Published August 24, 2012
Taxpayers are about to take it on the chin again when it comes to solar-panel firm Solyndra, as the now-defunct company looks to sell off its glimmering headquarters for a fraction of the original price.
Bankruptcy court documents filed earlier this week show that Seagate Technology -- which makes hard drives and other storage products -- is offering to buy the Fremont, Calif., building for $90.3 million. The original building cost was cited in earlier documents as roughly $300 million.
The offer, though not final, became an instant political football as the Romney campaign used it to resurrect accusations that the Obama administration gambled, and lost, with taxpayer dollars. The government gave a $528 million loan to Solyndra.
"Solyndra is the ultimate symbol of President Obama's failed attempts to pick winners and losers in the free market," Romney spokeswoman Andrea Saul said. "The Obama administration's decision to put its friends and donors ahead of taxpayers was wrong, and even the sale of Solyndra's palatial headquarters won't make things right."

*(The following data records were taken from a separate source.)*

PR #1498, opened 2023-05-15
CLI-1053: Convert snake case to camel case

danepowell:
I'd like to be able to add this to our phpcs standard:

```
  <rule ref="Squiz.NamingConventions.ValidVariableName"/>
  <rule ref="Squiz.NamingConventions.ValidVariableName.PrivateNoUnderscore">
    <severity>0</severity>
  </rule>
```

Unfortunately because upstream libraries use snake case, any references to those objects and methods get flagged as false positives, and I don't know how to exclude them en masse.


danepowell:
In hindsight, I should have done the src and tests directories as separate commits to prevent common mode failures like #1504

PR #1510, opened 2023-05-22
Refactor mock methods

danepowell:
The mock methods are basically all boilerplate, and they are a bit magical and inconsistent in how they handle requests, parameters, and responses.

Solyndra, aside from trying to recover for investors what it can from the value of the building, already auctioned off much of its equipment during a two-day affair last November.
Solyndra filed for bankruptcy in September 2011, setting off a months-long investigation by Republicans in Congress. It has been a persistent campaign-year issue.
A report released earlier this month by Republicans on the House Energy and Commerce Committee concluded that "political pressure" by a White House eager to tout its stimulus spending was largely to blame for fast-tracking the loan guarantee.
"It is clear (the Department of Energy) should never have issued the loan guarantee to Solyndra," the report said.
The White House, though, said the investigation nevertheless affirmed "this was a merit based decision made by the Department of Energy" as opposed to an attempt to reward political cronies.
If the $90 million sale price is approved, it's unclear how much of that might be returned to the government. A prior restructuring deal allowed private investors to be repaid before taxpayers.
During a congressional hearing last November, Energy Secretary Steven Chu said taxpayers are not likely to get much of that money back.
Asked how much money taxpayers might see, Chu said: "Well, that remains to be seen. I'm anticipating that not very much."